The Zulu country was divided amongst twelve chiefs (having four British residents). But in 1883, Ketchwayo was reinstated in the central portion of his kingdom, under certain restrictions, with an English resident. The north-east part of his former domains is under a chief independent of the Zulu king; and on the south, adjoining the Natal border, another strip of territory is reserved for the chiefs unwilling to come again under Ketchwayo’s authority (one of whom, John Dunn, is of English blood).

A number of missionary societies of the Wesleyan, American, Norwegian, and Episcopal churches labor amongst these tribes. Considerable interest was some time ago provoked with regard to Bishop Colenso’s peculiar views for evangelizing these heathens; and Colenso’s Zulu was for a while almost as famous as Macaulay’s New Zealander.

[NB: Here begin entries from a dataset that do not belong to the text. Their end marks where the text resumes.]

PR #1527, opened 2026-09-18
fix(desktop): hydrate and switch threads by page

nelson872:
## What happens today

Two OpenMausBot instances paired over a Cloudflare tunnel: `GET /api/health` answers `200`, and the desktop client never gets past "Connecting to the bot server…". The companion answers `502 {"error":"the response from OpenMausBot was too large"}` (`companion/src/proxy.ts`, the `MAX_JSON_BODY_BYTES = 32 MB` guard) and `loadAll()` in `src/state/store.tsx` retries forever, because hydration cannot start without `/api/bots`.

The response is that large because the desktop client asks for every message of every thread. On the instance I hit this on, one room held 54,307 messages and the snapshot serialised to ~42 MB.

## Why it started now

`?messages=` and `/api/threads/:id/messages?before=` have been on the server for a while; the desktop client never used either. What changed is how much each message weighs:

- `2ef52bee` ("feat(ui): polish settings, attachment galleries and tool details", first released in v0.1.77) added `toolDetailPreview()`, so an `activity` message now stores `tool.input` and `tool.output` (up to 6,000 characters each, redacted before truncation).
- Measured on that room's database, before and after that release: `activity` rows grew from 0.24–1.66 MB/day to 3.6–5.0 MB/day. Of the newest 5,018 activity rows, `tool.output` alone is 12.57 MB.

That is a UI feature working as designed; it just moved the snapshot past a limit the client was already living dangerously close to. The mobile apps were unaffected — they already page.

## What changed

Desktop client:

- Hydration asks for a bounded page: `GET /api/bots?messages=200`.
- Opening another thread asks for the same page instead of the whole transcript.
- The two `/api/bots` calls that only reconcile bot settings are bounded by the same constant.
- The transcript's "Show earlier" pill, once the locally held page is fully mounted, becomes "Load earlier messages": it fetches the previous page with `/api/threads/:id/messages?before=<oldest held id>` and prepends it. The existing height capture keeps the viewport still, so the row under the cursor does not move.

Server:

- `POST /api/bots/:id/tasks/:threadId` and `POST /api/groups/:id/tasks/:threadId` accept `?messages=N` and answer a bounded page, the same shape `/api/bots?messages=N` already returns. `messages=0` keeps its existing meaning (settings only, no `messages` key) and no parameter still answers with the whole transcript, so no existing client changes behaviour. The parameter is parsed before the switch, so a rejected value cannot leave the thread moved.

No storage, retention or redaction change: this is transport only, and no message is modified or removed anywhere.

## Screenshots (UI changes)

The room holds one page (200 messages); the local window is already fully mounted, so the pill offers the previous page. Oldest row: `probe 250`.

image

After one click: the previous page is prepended, the oldest row is now `probe 50`, and the row the reader was on keeps its place (scrollTop moves by exactly the height that was added).

image

## How it was verified

Measured on an isolated fixture (`node --experimental-strip-types scripts/control-omb.ts launch`, Windows 11, Node 24.19) with a 2,000-message room:

| | before | after |
|---|---|---|
| snapshot response | 5.05 MB | 0.88 MB |
| thread switch response | 4.39 MB | 0.44 MB |
| paging back | not available | 9 pages to the top, all 2,000 recovered |

Driven in a browser against that fixture: the room opens holding 200 messages, "Show earlier" exhausts the held page, the pill becomes "Load earlier messages", and one click takes the transcript from 200 to 400 rows with the oldest row moving from `probe 1800` to `probe 1600`.

- `pnpm typecheck`, `pnpm lint`, `pnpm i18n:check` clean.
- `pnpm exec vitest run src` — 1,789 passing.
- New tests: `server/index.test.ts` ("message pages") covers the bounded switch for a channel and a bot, the unchanged `messages=0` and no-parameter shapes, and the rejected parameter; `src/state/store.test.ts` covers the prepend (overlapping ids kept once), the in-flight flag, and how a payload carrying a transcript answers `hasMore`.

## Known follow-ups, not in this PR

- A room task switch still broadcasts the whole transcript over SSE (`broadcast({ kind: "group", group: fresh })`). The client ignores it for anything but a switch, but it is still sent.
- A bounded page strips `png` from `screen` messages and sets `hasImage`; the desktop transcript does not yet fetch those from `/api/threads/:id/messages/:id/image`. It already dropped older frames' pixels client-side (`MAX_KEPT_SCREEN_FRAMES`), so this is not a regression.

## Checklist

- [ ] `pnpm typecheck` and `pnpm test` pass locally — typecheck, lint, `i18n:check` and `vitest run src` are clean here. The full `server/index.test.ts` suite fails 11 tests on this Windows machine; 10 of the same tests also fail on an unmodified checkout of `main` (Box token, VPS and Chief-room tests), and the eleventh is a 20 s timeout that did not reproduce. Happy to dig into any of those if they are not already known.

## Summary by CodeRabbit

- **New Features**
  - Added pagination for conversation history, allowing users to load older messages on demand.
  - Added “Load earlier messages” controls for chats and group rooms, with loading states and preserved scroll position.
  - Conversation switching now supports limited message history while retaining access to complete transcripts when requested.

- **Bug Fixes**
  - Prevented duplicate requests and stale results when loading older messages.
  - Invalid message-history requests now return an error without switching conversations.
  - Preserved scroll position correctly during conversation and room changes.

- **Tests**
  - Added coverage for pagination, validation, loading behavior, deduplication, and history state handling.


milind-soni (changes requested):
Two issues in the task-switch handlers need fixing before merge: (1) pageSize validation happens after switching and broadcasting, so an invalid messages parameter returns 400 after changing the selected thread. Validate before mutation and test the active thread stays unchanged. (2) both handlers still construct the full transcript with botWithThread/groupWithThread and broadcast it before returning the bounded HTTP page. This still sends the entire history over SSE (and can overwrite the bounded client snapshot), undermining the memory/network benefit. Bound the event payload consistently and add an isolated HTTP+SSE regression proving a paged switch does not emit the full history.

nelson872:
Thanks — both addressed in `cb487cbd`.

**Validation before mutation.** You are right, and the test I shipped with it was worse than useless: it asked for the thread that was already active, so it passed either way. `pageSize` is now parsed before `store.switchTask` / `store.switchGroupTask` in both handlers, and the test parks the channel on its other thread first, then asserts the refused parameter left it there. (The reorder was in my working tree but never made it into the first commit — my mistake, not a disagreement.)

**Switch frame.** Both handlers now build the settings shape once and broadcast it with `messagePage(threadId, DEFAULT_PAGE)` and `hasMore`; only the unparameterised HTTP branch still calls `botWithThread` / `groupWithThread`, so a paged switch no longer materialises the whole transcript at all, let alone sends it. The frame stays what it is — the thread moved — and anything earlier pages back through `/api/threads/:id/messages`. The new regression `keeps the switch frame bounded, so a paged switch never emits the whole thread` seeds a 60-message room, opens `/api/events`, performs a paged switch, and asserts the transcript-carrying frame is at most one page with `hasMore: true`, ends on the newest message, and that no frame in the stream carried the full thread.

One deliberate consequence, in case you would rather scope it differently: the frame is bounded for every switch, not only paged ones, so a client that asks for `?messages=0` also stops receiving a whole transcript over SSE. Android already folds `hasMore` off a bot/room frame (`core/Store.kt`), so that path reads a bounded frame correctly. Happy to key the frame's size off the request instead if you prefer the old shape for unparameterised callers.

**CodeRabbit's scroll capture.** Fixed too: the captured height now carries its `transcriptKey`, is dropped when the key no longer matches, and `transcriptKey` is a dependency of both restore effects, so a switch runs the effect that drops a stale capture.

Locally: `typecheck`, `lint` and `i18n:check` clean, `vitest run src` and the `message pages` suite pass.

milind-soni (changes requested):
The prior blockers are fixed: validation now precedes switching and SSE is bounded. I independently ran all 14 message-page HTTP tests plus 127 store/recovery tests successfully. One remaining paging race needs a regression: loadOlderMessages captures only threadId/before, and olderMessages blindly prepends into any current owner of that thread. If an edit/branch switch rewinds the same thread while the request is in flight, its old-branch page can subsequently reintroduce messages from the abandoned branch (deduplication does not validate ancestry). Fence page responses against the transcript/branch generation that issued them, discard obsolete responses, and test delayed page completion across a same-thread rewind/branch switch. This must preserve ordinary streaming appends and clear loading state on discarded responses.

nelson872:
Fenced in `8aba187c`.

Each thread carries a generation in the store, bumped when its transcript is replaced or its visible branch moves: `threadActive` (an edit, a rewind, another client's switch), `switchBranch`, `taskSwitched`, a room payload that carries a transcript, and a hydrate, which resets the map. `loadOlderMessages` records the value it asked under — it does not move the generation itself, so the value read when the request goes out is the one the answer is judged against — and the reducer drops a page whose generation has moved on, clearing `loadingOlder` on the way out so the pill never stays spinning. Failures take the same path.

Ordinary appends deliberately do not bump it, so a page still lands over messages that arrived while it was on the wire — that is the common case, and it is one of the two new tests: `drops a page that was in flight across a rewind, and stops the spinner` (the rewound thread keeps the rows it held, `hasMore` is untouched, `loadingOlder` is empty) and `still lands a page over messages that arrived while it was on the wire`.

You are right that the id dedupe could not have caught this: the rows an abandoned branch would reintroduce are exactly the ones this client does not hold.

Local: `typecheck`, `oxlint --deny-warnings server src` and `vitest run src/state` clean.

On CI: `vitest (windows-latest, shard 2/4)` is red on `server/browser-runtime.test.ts > retires an idle MCP client without killing its browser descendant` with `kill ESRCH`, for both the EOF true and false cases. This branch does not touch the browser runtime or process handling, so I read it as a Windows flake rather than a regression from here — happy to look into it separately if it is not already known.

PR #1540, opened 2026-09-18
refactor(state): settle task writes on execution and harden routing

bradhallett:
## Problem

Three client-state gaps CodeRabbit identified: a task-write lane was deleted when its masked save chain fulfilled even though the batch execution rejected, so a later send never observed the failed settings write; a refreshed consumed-queue receipt kept its old insertion position so overflow eviction could drop a live receipt; and a notification for an unknown bot dispatched a select for an id not in state.

## Change

- persist() settles the lane on the batch execution promise: the lane clears (and reports the authoritative bot) only when every queued write fulfilled; rejected executions route through the existing reconciliation path.
- rememberConsumedQueueId deletes an existing key before re-adding it, so refreshed receipts move to the end of the eviction window.
- openNotificationTarget returns early when the bot is unknown and dispatches only a resolved bot.id.

## Verification

pnpm lint, pnpm typecheck, and the src/state recovery and store suites pass; the recovery fixtures hand each reconciliation a fresh response, matching the new two-reconcile flow.

---
Saved head: 70e8c78d2d0fd00d1d9f0397a2eb50e0d668c8cf.


bradhallett:
@coderabbitai review

PR #281, opened 2018-07-13
Token balances

dvdschwrtz:


src/api/nep5.js
```diff
@@ -81,6 +81,61 @@ export const getTokenBalance = (url, scriptHash, address) => {
...
+            log.error(`single call in getTokenBalances failed with : ${e}`)
+          }
+        }
+        return acc
+      })
+      .catch(err => {
+        log.error(`getTokenBalances failed with : ${err.message}`)
+        throw err
+      })
+  }, {})
```
snowypowers: This is pretty complicated logic that should be split into more methods. I am of the opinion that if one token fails to parse, we should fail the entire method. Else, we will tend not to notice this failure when most of the tokens return.

test/integration/api/nep5.js
```diff
@@ -47,6 +47,24 @@ describe('Integration: API NEP5', function () {
...
+      ],
+      testKeys.b.address
+    ).then(result => {
+      result.RPX.should.equal(0)
+      result.RHTT4.should.equal(2)
+      result.LWTF.should.equal(0.00000786)
+      result.NXT.should.equal(0)
+    })
+  })
+
```
snowypowers: Need a test to test the logic for more than 6 tokens.

test/integration/api/nep5.js
```diff
@@ -47,6 +47,24 @@ describe('Integration: API NEP5', function () {
...
+        CONTRACTS.TEST_RHTT4,
+        CONTRACTS.TEST_LWTF,
+        CONTRACTS.TEST_NXT
+      ],
+      testKeys.b.address
+    ).then(result => {
+      result.RPX.should.equal(0)
+      result.RHTT4.should.equal(2)
+      result.LWTF.should.equal(0.00000746)
+      result.NXT.should.equal(0)
```
snowypowers: Let us check that the results returned should be have the same length as the array of scripthashes. We cannot assert that the balances will always remain the same else the test will be too fragile.

dvdschwrtz: Ok cool. will change it shortly.

PR #289, opened 2018-08-12
Check if message is already a Hex

vncoelho:


snowypowers:
This might a little dangerous. The intent of `signMessage` is not to sign hexstrings but rather human readable messages. It might be totally possible that my message looks like a hexstring but I would want the behavior to be consistent there.

I think what is better is to have a `verify` function that verifies signatures for transaction signatures instead. This is already done in v4.

vncoelho:
Hi, Snowy, thanks for the quick reply.

In fact, the `signMessage` can behave nowadays.
I see it more dangerous to stay as it is, because someone can sign a Hex Message and it will be converted to Hex again.
Thus, the only think I did was to check if the message is already a Hex, there is not dangerous implications.

Following the same reasoning, the `verify` do the same.

This is an urgent thing that we need.

vncoelho:
closed via https://github.com/CityOfZion/neon-js/commit/5c762c5dc910a99c794c7103e3a06c54703cd68a#diff-021c7dc58adbef2486852c2ce5a36d72R148

A throw exception should still be included in signMessage and VerifyMessage functions it they are not string and are already a Hex.

vncoelho:
closed via https://github.com/CityOfZion/neon-js/commit/5c762c5dc910a99c794c7103e3a06c54703cd68a#diff-021c7dc58adbef2486852c2ce5a36d72R148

The Amafengu tribe, now settled along the Cape frontier, are a broken tribe of Zulus, driven far to the south-west by Chaka or Dingaan. then reduced to slavery by the Amakosa Kaffirs, and freed by Sir B. Durban in the Kaffir war of 1834—1835. The principal Z. tribes are the Amazulu, the Amahute, Amazwazi, and Amatabele. The last emigrated far northwards to the mountains which separate the basins of the Limpopo and Zambesi.